**Problem statement**. The entries follow. Copy every line in which "data" appears.

**Records for this task**.

==*==

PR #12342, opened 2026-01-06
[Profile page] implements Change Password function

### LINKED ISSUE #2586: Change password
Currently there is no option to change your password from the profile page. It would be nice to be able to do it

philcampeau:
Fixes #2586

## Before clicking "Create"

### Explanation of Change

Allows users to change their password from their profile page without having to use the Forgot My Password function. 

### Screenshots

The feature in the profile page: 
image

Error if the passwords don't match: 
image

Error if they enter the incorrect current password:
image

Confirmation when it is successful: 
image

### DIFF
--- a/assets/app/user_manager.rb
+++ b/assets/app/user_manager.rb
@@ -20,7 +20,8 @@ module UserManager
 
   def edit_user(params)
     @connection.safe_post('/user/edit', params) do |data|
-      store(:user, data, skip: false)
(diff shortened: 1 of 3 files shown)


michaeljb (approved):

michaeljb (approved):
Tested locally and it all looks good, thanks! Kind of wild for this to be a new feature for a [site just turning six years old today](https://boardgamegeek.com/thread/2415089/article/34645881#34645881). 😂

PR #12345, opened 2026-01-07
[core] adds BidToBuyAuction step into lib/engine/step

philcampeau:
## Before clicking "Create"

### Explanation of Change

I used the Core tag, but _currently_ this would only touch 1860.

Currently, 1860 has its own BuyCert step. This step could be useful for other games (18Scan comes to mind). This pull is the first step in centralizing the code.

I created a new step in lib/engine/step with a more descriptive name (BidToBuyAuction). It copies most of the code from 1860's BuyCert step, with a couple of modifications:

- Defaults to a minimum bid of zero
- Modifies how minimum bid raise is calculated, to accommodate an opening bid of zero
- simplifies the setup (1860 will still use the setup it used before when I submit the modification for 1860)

==*==

**Reply**.
     @connection.safe_post('/user/edit', params) do |data|
-      store(:user, data, skip: false)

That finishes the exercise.